> Those questions aren’t monetizable. ... There’s an inability to monetize the s...

hightrix · 2025-12-09T23:50:31 1765324231

This type of response has been given by Alexa from an echo device in my house. I asked, “play x on y”, the response was something like “ok, but first check out this new…”. I immediately unplugged that device and all other Alexa enabled devices in the house. We have not used it since.

This is the monetization wall they have to figure out how to break through. The first inkling of advertising is immediate turn off and destroy, for me.

mapontosevenths · 2025-12-10T02:15:17 1765332917

Even worse than ads, mine keeps trying to jam "News" down my throat. I keep disabling the news feeds on all my devices and they kept re-enabling against my wishes. Every now and then I'll say something to Alexa and she'll just start informing me about how awful everything is, or the echo show in the kitchen will stop displaying the weather in favor of some horrific news story.

Me: "Alexa, is cheese safe for dogs?"

Alexa: "Today, prominent politician Nosferatu was accused by the opposition of baby-cannibal sex trafficking. Nosferatu says that these charges are baseless as global warming will certainly kill everyone in painful ways by next Tuesday at exactly 3pm. In further news, Amazon has added more advertisements to this device for only a small additional charge..."

If I wanted to feel like crap every time I go to the kitchen I'd put a scale in there. /s

jmye · 2025-12-10T00:32:48 1765326768

> LLMs still aren't good at that

I find this a really interesting observation. I feel like 3-4 trivial ways of doing it come to mind, which is sort of my signal that I’m way out of my depth (and that anything I’ve thought of is dumb or wrong for various reasons). Is there anything you’d recommend reading to better understand why this is true?

throwaway290 · 2025-12-10T01:20:40 1765329640

You are asking why someone don't want to ship a tool that obviously doesn't work? Surely it's always better/more profitable to ship a tool that at least seems to work

fn-mote · 2025-12-10T01:54:36 1765331676

GP means they aren't good at knowing when they are wrong and should spend more compute on the problem.

I would say the current generation of LLMs that "think harder" when you tell them their first response is wrong is a training grounds for knowing to think harder without being told, but I don't know the obstacles.

throwaway290 · 2025-12-10T02:00:10 1765332010

Are you suggesting that when you tell it "think harder" it does something like "pass a question to a bigger system"? I have doubts... It would be gated behind more expensive plan if so

jmye · 2025-12-10T04:07:45 1765339665

No? I’m interested in why LLMs are bad at knowing when they don’t know the answer, and why that’s a particularly difficult problem to solve.

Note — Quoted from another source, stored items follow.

Issue #3466, opened 2013-05-29
error seen once when signup new user at main site


jrgm:
I hit this once, but on retrying this ~10 more times, I haven't hit it again. This was with FF21 using an ephemeral instance with train-2013.05.22 - https://jrgmtrain0522.personatest.org.

STR
1. Load the main site and click signin.
2. In the dialog, enter a new email address and the password twice. Dialog transitions to polling for user_completion_status.
3. Load that email in a new window/tab of the same browser.

Expected: user completes creation in the new window, the dialog dismisses and the first window transitions to signed in state.
Actual: user completes creation in the new window, but I got this error below, and the dialog stops.

Timestamp: 5/29/13 4:29:51 PM
Error: Error: module not started for check_registration
Source File: https://jrgmtrain0522.personatest.org/v/6f499d473e/production/en/dialog.js
Line: 4

jrgm:
I was running selenium with IE8 (after repairing the tests for IE8) and had some failures. Saw the error icon, so ran the tests again and got lucky is seeing it in a live test with this message. The occassionally failing test was new-user-secondary-test and the error happens after the username and passwords have been submitted and the dialog transitions to the polling state.

jrgm:
The tests were running against stage which is now the train-2013.06.05

jrgm:
To clarify, by "this message" I mean "module not started for check_registration".

jrgm:
I saw this again in GH-3560. It's seems this may have become easier to hit. I'm raising this to 5-star for investigation.

jaredhirsch:
looking now

jaredhirsch:
Well, been at it for 90 minutes or so, here's what I've traced thus far.

The failure screen is triggered when the function call [in check_registration#startCheck](https://github.com/mozilla/browserid/blob/dev/resources/static/dialog/js/modules/check_registration.js#L47-L52) fires its errback:

```
# inside check_registration#startCheck
user[self.verifier](self.email, function(status) { ... }, self.getErrorDialog(...))
```

That's a dynamic function call, it's a bit much to unpack. But note that the basic deal is, we're calling a dynamically-selected function on the user object, `user[self.verifier]`, and the last argument is the errback, which displays the error screen observed when the bug attacks, `self.getErrorDialog(errors.registration, oncomplete)`.

[...]

PR #3587, opened 2013-06-26
Better sync dialog service state

jaredhirsch:
Needs comments. @shane-tomlinson mind taking a look?

When investigating #3466, I found out that there are some edge cases in which BrowserID.Modules.Actions doesn't cleanly sync the currently-running service state held by BrowserID.module.

In this diff, I've added some try/catches to ensure that the `runningService` state in Actions is properly unset and reset.

However, in making this change, the dialog/js/modules/actions unit tests fail--because they expect uncaught Errors to be thrown, and assert on the contents of the error message. This doesn't seem to match up with the actual use of the `start` and `stop` methods in the codebase, though: `start` and `stop` are called by [`startService`](https://github.com/mozilla/browserid/blob/dev/resources/static/dialog/js/modules/actions.js#L19-L33), which in turn is called by methods like [`doRPInfo`](https://github.com/mozilla/browserid/blob/dev/resources/static/dialog/js/modules/actions.js#L191-L193). No try/catches anywhere.

I can see two ways to go: either we modify the unit tests, or maybe we merge bid.Modules.Actions and bid.module, so that there's no need to juggle state across the two. Making the latter change is currently is a bit outside what I can pull off, I'd like to get input before delving in.

I guess a third option would be to let the Errors be uncaught and just be a little more careful about when we unset and reset `runningService` without adding all the try/catch/finally stuff.

### DIFF
--- a/resources/static/dialog/js/modules/actions.js
+++ b/resources/static/dialog/js/modules/actions.js
@@ -24,19 +24,16 @@ BrowserID.Modules.Actions = (function() {
       try {
         serviceManager.stop(runningService);
       } catch (e) {
-        // stop() throws if module wasn't running, no action needed,
-        // but IE8 can't do try/finally without a dummy catch. see eg
-        // http://webbugtrack.blogspot.com/2007/11/bug-184-catch-to-try-catch-finally-in.html
-      } finally {
-        runningService = null;
+        // stop() throws if runningService wasn't running, no action needed.
       }
+      runningService = null;
     }
 
     var module;
     try {
       module = serviceManager.start(name, options);
     } catch (e) {
-      // module failed to start or was already running.
+      // service failed to start or was already running.
       // we must parse the error message to determine which.
       if (e.message.indexOf('already running') > -1) {
         runningService = name;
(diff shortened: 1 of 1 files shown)


shane-tomlinson:
@6a68 - I didn't get a chance to look at this today, I will tomorrow. Thanks for digging in!

shane-tomlinson:
@6a68 - I am uncomfortable covering up these errors and would like to find out what the root cause is. 

I definitely agree that the majority of the code in actions and the stuff that makes sure only one action is running should be separated. Moving this code into lib/module.js may not be the right place because several modules are usually running, it's just that only one module started from actions.js can be running at a time.

resources/static/dialog/js/modules/actions.js
```diff
@@ -21,10 +21,25 @@ BrowserID.Modules.Actions = (function() {
 
     // Only one service outside of the main dialog allowed.
     if(runningService) {
-      serviceManager.stop(runningService);
+      try {
+        serviceManager.stop(runningService);
+      } catch (e) {
+        // stop() throws if runningService wasn't running, no action needed.
```
shane-tomlinson, line 27: maybe we should log the error into the KPIs?

shane-tomlinson:
@6a68 - I am going to close this for now until we can do a deep dive here. Let's collaborate on a branch on either your or my repo until we are ready for final review!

xmcqdpt2 · 2025-12-10T06:26:52 1765348012

In part because model performance is benchmarked using tests that favor giving partly correct answers as opposed to refusing to answer. If you make a model that doesn't go for part marks, your model will do poorly on all the benchmarks and no one will be interested in it.

https://arxiv.org/abs/2509.04664

throwaway290 · 2025-12-10T05:30:24 1765344624

Because people make them and people make them for profit. incentives make the product what it is.

an LLM just needs to return something that is good enough for average person confidently to make money. if an LLM said "I don't know" more often it would make less money. because for the user this is means the thing they pay for failed at its job.